Synopsis: Iranian filmmaker Jafar Panahi is under house arrest and waiting for the outcome of his appeal against his sentence: six years jail and a twenty year ban on filmmaking. His friend Mojtaba Mirtahmasb wants to make a documentary about what Iranian filmmakers who are prevented from making films do about it. Over the course of a day, we find out.

I am surprised to be sitting here writing this. I’ve never been able to sit through a Panahi film, indeed I’ve never been grabbed by Iranian cinema in general. But Panahi and Mirtahmasb’s “effort” (not a film) isn’t a film in the traditional sense. It’s an intelligent analysis of what constitutes filmmaking, and what doesn’t.

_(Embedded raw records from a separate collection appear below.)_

PR #1749, opened 2025-11-25
Parallel checkout

cedric-appdirect:
This PR introduce the use of parallel goroutine to checkout each files. This scale as you would expect by the number of core. It has minimal overhead for very small repository as most of the workload is driven by decompression and syscall which dwarf the use of the channel to send "checkout command".

### DIFF
--- a/worktree.go
+++ b/worktree.go
@@ -10,21 +10,26 @@ import (
 	"os"
 	"path"
 	"path/filepath"
+	"runtime"
 	"strings"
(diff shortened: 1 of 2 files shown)


cedric-appdirect:
I have left this PR in draft as I am not sure of the code logic here. One of the area I am not a fan, but couldn't figure out a better approach is the creation of workerTree for each of the goroutine. Will need review and advise from someone that understand and know this code base.

PR #1750, opened 2025-11-25
refactor(plumbing): improve revfile encode/decode

ferhatelmas:
related to #1731

* Make encode and decode a function and unexport encoder/decoder to hide state so that
there is less opportunity to misuse concurrently,
and drop mutex and recover as a result.
* Handle non EOF errors in decode trailing check.
* Add context in object decode for EOF.
* Drop unused stateFn in encoder/decoder.
* Accept io.Reader since it's more idiomatic. For decode, internally, we create buffered reader
if already not buffered but not doing it for
writing since flushing is required and it's
generally controlled by caller (file, buffer, etc).

Keeping explicit check for io.EOF because of
convention https://github.com/golang/go/issues/39155

### DIFF
--- a/plumbing/format/revfile/decoder.go
+++ b/plumbing/format/revfile/decoder.go
@@ -9,7 +9,6 @@ import (
 	"fmt"
 	"hash"
 	"io"
-	"sync"
 
 	"github.com/go-git/go-git/v6/plumbing"
 	"github.com/go-git/go-git/v6/utils/binary"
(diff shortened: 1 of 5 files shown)


plumbing/format/revfile/decoder_test.go
```diff
@@ -15,6 +14,31 @@ import (
 	"github.com/stretchr/testify/require"
 )
 
+// errorAfterReader wraps a reader and returns an error after n bytes have been read.
+type errorAfterReader struct {
```
pjbgf, line 18: This would certainly be handy in other parts of the code - including other {en,de}coders. But we can extract it on a follow-up PR when it gets used around other tests.

plumbing/format/revfile/decoder.go
```diff
@@ -36,66 +35,60 @@ const (
...
 	}
 
-	defer func() {
-		if r := recover(); r != nil {
-			err = fmt.Errorf("%v", r)
-		}
-	}()
+	br, ok := r.(*bufio.Reader)
+	if !ok {
+		br = bufio.NewReader(r)
```
pjbgf, line 69: I'm not a massive fan of the additional allocation that comes with this trade-off. But considering that on using a `io.Reader` makes it more flexible, it sounds like a reasonable thing to do.

pjbgf:
@ferhatelmas this commit also needs to be reworded so that I can go ahead and approve/merge.

ferhatelmas:
Updated this as well. 

Aside, shall we update commit message validation to include type of work such as docs, fix, refactor, etc. ?

pjbgf:
> shall we update commit message validation to include type of work such as docs, fix, refactor, etc. ?

Feel free to propose an update to the contributing guidelines then we can loop in other folks on it.

PR #1752, opened 2025-11-25
git: fix flaky remote timeout test

ferhatelmas:
Instead of depending an external
service, use local test server.

### DIFF
--- a/remote_test.go
+++ b/remote_test.go
@@ -6,6 +6,8 @@ import (
 	"errors"
 	"fmt"
 	"io"
+	"net/http"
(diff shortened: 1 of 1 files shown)


ferhatelmas:
I realized it was failing frequently https://github.com/ferhatelmas/go-git/actions/runs/19685982916/job/56391517276

ferhatelmas:
Updated the commit message and PR title.

pjbgf:
The failure on Git Compatibility seems to also be flaky - just went ahead and re-tried it.

PR #1760, opened 2025-11-27
plumbing: object, Fix timezone comparison in encode/decode tests.

### LINKED ISSUE #1755: Failing tests when running locally due to issue comparing commit who include time.Time
### Bug Description

When running `go test ./...` locally, I have two failing tests:
- TestCommitEncodeDecodeIdempotent
- TestTagEncodeDecodeIdempotent

The root cause is that the commit comparison are failing due to my timezone not being -07:00 . This fail when doing a deep s.Equal on the commit as time.Time comparison fail for testify when manipulating this type. See https://github.com/stretchr/testify/issues/1010 and https://github.com/stretchr/testify/issues/984 .

### go-git Version

v6 master

### Steps to Reproduce

Change your timezone and use latest golang compiler.

### Additional Information

I can easily make a PR that either change the s.Equal to a series of explicit Equal on selected field, or I can force the timezone of all commits to be UTC, or I can initialize the tests with the current timezone the tests are currently being run with. I have no idea which approach would be preferred.

Bluebugs:
Fixes #1755

time.Parse attaches a rich *time.Location from the system timezone database (with DST rules, named zones, transition tables), while Signature.Decode uses time.FixedZone which creates a minimal fixed-offset zone.

Use time.Unix with time.FixedZone to construct test timestamps that match exactly what the decode function produces, ensuring encode/decode idempotency tests compare equivalent timezone representations.

### DIFF
--- a/plumbing/object/tag_test.go
+++ b/plumbing/object/tag_test.go
@@ -181,7 +181,7 @@ func (s *TagSuite) TestTagDecodeWrongType() {
 }
 
 func (s *TagSuite) TestTagEncodeDecodeIdempotent() {
-	ts, err := time.Parse(time.RFC3339, "2006-01-02T15:04:05-07:00")
+	ts, err := time.ParseInLocation(time.RFC3339, "2006-01-02T15:04:05-07:00", time.UTC)
 	s.NoError(err)
 	tags := []*Tag{
 		{
@@ -200,7 +200,7 @@ func (s *TagSuite) TestTagEncodeDecodeIdempotent() {
 	}
 	for _, tag := range tags {
 		obj := &plumbing.MemoryObject{}
-		err = tag.Encode(obj)
+		err := tag.Encode(obj)
 		s.NoError(err)
 		newTag := &Tag{}
 		err = newTag.Decode(obj)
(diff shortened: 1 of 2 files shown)


cedric-appdirect:
This fix #1755

plumbing/object/tag_test.go
```diff
@@ -180,8 +179,12 @@ func (s *TagSuite) TestTagDecodeWrongType() {
...
 
 func (s *TagSuite) TestTagEncodeDecodeIdempotent() {
-	ts, err := time.Parse(time.RFC3339, "2006-01-02T15:04:05-07:00")
-	s.NoError(err)
+	// Use time.Unix with a fixed zone to avoid timezone database differences.
+	// time.Parse would attach a rich Location from the system timezone database,
+	// but decode uses time.FixedZone which creates a minimal fixed-offset zone.
+	// Using Unix timestamp with FixedZone ensures encode/decode idempotency.
+	tz := time.FixedZone("", -7*60*60) // -07:00
+	ts := time.Unix(1136239445, 0).In(tz) // 2006-01-02T15:04:05-07:00
```
pjbgf: Instead, we can just change `time.Parse` for `time.ParseInLocation`:

```suggestion
	ts, err := time.ParseInLocation(time.RFC3339, "2006-01-02T15:04:05-07:00", time.UTC)
	s.NoError(err)
```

Initially, the “filmmaking” is “accidental”. Panahi’s son calls to apologise for leaving the camera on, telling his Dad to remember it’s there when he wakes up. But Panahi soon tires of the ruse and begins to address the camera directly rather than pretend he isn’t aware of being filmed. He talks about his past films, and the need to go beyond artifice to get at the real truth of a story. So his friend starts to film him and Panahi reveals his plan. His last script was rejected but while he’s banned from making films, he’s not banned from telling the story and acting it out to a fellow filmmaker who is not under such a prohibition. So he begins, showing us location scout footage to set the scene and describing in detail how he planned to film his script. But it breaks down, as does Panahi, as he realises that if it can be told, it doesn’t need to be filmed. The gap between description and depiction causes intense frustration for a man who is used to telling his stories silently and visually. He analyses scenes from his old films and they form a short schooling in the use of location and framing to communicate emotion, and of the advantages and pitfalls of using amateur actors. It’s fascinating stuff and his passion for filmmaking really holds you.

The day is punctuated by visits from neighbours and phone calls from his lawyer, family and well-wishers. The severity of his punishment is taking its toll, and finally he cannot take it any longer and picks up the camera himself. The final ten minutes is both triumphant and terrifying, as Panahi’s sentence was later confirmed with no reduction. The film itself was smuggled out of Iran on a flash drive. To say it’s not a film is both a sardonic guard against further punishment and a comment on the haphazard nature of what was produced, but it is a gut-wrenching portrait of a man denied part of his essential being, and the ways he tries to circumvent his situation to express himself.